I had to move a database to Microsoft SQL 2005 today. I managed to get both the servers to attach in SQL Management Studio (2005) and use the Copy Database Wizard (CDW) (Right click database, tasks, copy database) to set up a job (SQL Server Agent -> Jobs in the management studio) but it was failing. Event logs indicated it was because it was trying to log into the remote server as ‘DOMAIN\ANONYMOUS LOGIN’ or something stupid.

I tried with both the “detach and attach method’ where you have to provide a share path to the data files (I just used the administrative share on the source server) and the ‘sql management object method’. While I had domain admin credentials on both servers, they were in different domains (part of the reason of the migration).
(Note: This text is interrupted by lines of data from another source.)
PR #73, opened 2022-01-29
Add a rule for adjusting character's default MoveRange

jimconner:
Another quick PR for adjusting the Movement Range of characters (same as the speed potion does).

Appears to all work OK.

### DIFF
--- a/Rules/README.md
+++ b/Rules/README.md
@@ -11,6 +11,7 @@ RulesAPI.
   of a RulesAPI rule.
 - **AbilityDamageAdjustedRule**: Ability damage is adjusted
 - **ActionPointsAdjustedRule**: Action points are adjusted
+- **MoveRangeAdjustedRule**: Movement Range(s) are adjusted
 - **RatNestsSpawnGoldRule**: Rat nests spawn gold
 - **StartHealthAdjustedRule**: Starting Health is adjusted
 - **ZapStartingInventoryAdjustedRule**: Zap starting inventory is adjusted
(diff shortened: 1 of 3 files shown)


jimconner:
On a side-note to this... ActionPointsAdjusted, StartHealthAdjusted and MovementRangeAdjusted are all nearly identical bits of code, apart from the name of the thing that is being adjusted. Should we think about making a generic PiecConfigAdjuster which can take multiple params... We could then define in a single rule... `new Rule.PieceConfigAdjustedRule(new Dictionary<string, string, int>() {{ "HeroSorcerer", "ActionPoints", 5 }, {"HeroGuardian", "MoveRange", 10}, {"HeroHunter","StartHealth", 20}, etc`

jimconner:
As an aside... The code for ActionPointsAdjusted, StartHealthAdjusted and MoveRangeAdjusted is nearly identical apart from the name of the field being changed. Should we think about making a PiceConfigAdjusted rule which can take the name of the field to be adjusted as a parameter too. The ruleset could then be something along the lines of...

```
new Rule.PieceonfigAdjustedRule(new SomeDataType<string, string, int>() { 
                                                                                                          { "HeroSorcerer", "MoveRange", 20 },
                                                                                                          { "HeroGuardian", "ActionPoints", 2 },
                                                                                                          { "HeroHunter", "StartHealth", 20 },
                                                                                                          { "WolfCompanion", "StartHealth", 20 },
                                                                                                          { "HeroBard", "VisionRange", 40 },
                                                                                                          { "RatKing", "MoveRange", -10},
                                                                                                         }),
```

jimconner:
This PR is superceeded by #74, so I don't think it's worth merging this one in. I'm going to close it.

PR #74, opened 2022-01-29
A generic PiceConfig Adjuster Rule which can set any named integer field.

jimconner:
# What
We had nearly identical code for ActionPointsAdjusted, StartHealthAdjusted and MoveRangeAdjusted, The only difference between them was the name of the parameter which they were adjusting.

I thought I'd have a go at making a totally generic PiceConfigaAdjusted rule which take a lists of PieceName, ParameterName and the value to set it to.

Because I don't know C# and am learning as I go, I've used `List<List<string>>` as the datatype to pass aroud. This is not ideal as we want to set int values - I used `int.Parse()` within the rule to convert the numeric string value to int. There will certianly be room for improvement here.

Aside from the code quality issues, this appears to function correctly.
  
## Suggested Ruleset for Testing

```
var sorcererTestRules = new HashSet<RulesAPI.Rule> {
                                            new Rule.ZapStartingInventoryAdjustedRule(),
                                            new Rule.AbilityDamageAdjustedRule(new Dictionary<string, int>() { { "Zap", 8 } }),
                                            new Rule.PieceConfigAdjustedRule(new List<List<string>>() {new List<string>(){"HeroSorcerer","MoveRange", "10"}, 
                                                                                                       new List<string>(){"HeroSorcerer","ActionPoint","3"},
                                                                                                       new List<string>(){"HeroSorcerer","StartHealth", "20"}
                                                                                                        } ), 
                                          };
var sorcererTestRuleset = RulesAPI.Ruleset.NewInstance("SorcererTest", "Test set of rules which apply to the Sorcerer.", sorcererTestRules);
registrar.Register(sorcererTestRuleset);
```

### DIFF
--- a/Rules/Rule/PieceConfigAdjustedRule.cs
+++ b/Rules/Rule/PieceConfigAdjustedRule.cs
@@ -1,0 +1,47 @@
+﻿namespace Rules.Rule
+{
+    using System.Collections.Generic;
+    using System.Linq;
+    using Boardgame;
+    using HarmonyLib;
+    using UnityEngine;
+
+    public sealed class PieceConfigAdjustedRule : RulesAPI.Rule
+    {
+        public override string Description => "Start Health is adjusted";
+
+        private readonly List<List<string>> _adjustments;
+
+        /// <summary>
+        /// Initializes a new instance of the <see cref="PieceConfigAdjustedRule"/> class.
+        /// </summary>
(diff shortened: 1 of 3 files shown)


orendain (approved):
Awesome thinking!

Looks like most flat `PieceConfig` fields are ints anyway, with the exception of a few floats and two booleans. 👍🏾

Added this doc for reference: https://github.com/orendain/DemeoMods/blob/main/docs/PieceConfig.md

PR #75, opened 2022-01-29
Missed commit from StartHealthAdjustment PR

jimconner:
I thought I'd included this in the last PR after you approved, and before I merged, but apparetly I didn't.


jimconner (commented):
Line endings have been changed by my editor, which is why I didn't have this in the PR in the first place. Not sure how to stop VisualStudio from doing this.

jimconner:
This same fix is included in #74 already, so if you like and merge that one, you won't need this one.

orendain:
> This same fix is included in #74 already, so if you like and merge that one, you won't need this one.

Done!  Closing.

PR #82, opened 2022-01-30
actionPoints varialbe name was out of context.

jimconner:
Changed to 'property' as we're setting a property within a PieceConfig.

No functionality changes... Just tidying up.


orendain (approved):
Awesome.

I think the failure was the attempt to use the “Integration Services Proxy Account” which probably is not setup at all, or obviously correctly.

Event log shows Source: SQLISPackage, Event ID: 12550:

Event Name: OnError
Message: Failed to connect to server SOURCESERVER.
StackTrace: at Microsoft.SqlServer.Management.Common.ConnectionManager.Connect()
at Microsoft.SqlServer.Dts.Tasks.TransferObjectsTask.TransferObjectsTask.OpenConnection(Server& server, ServerProperty serverProp)
InnerException–>Login failed for user ‘NT AUTHORITY\ANONYMOUS LOGON’.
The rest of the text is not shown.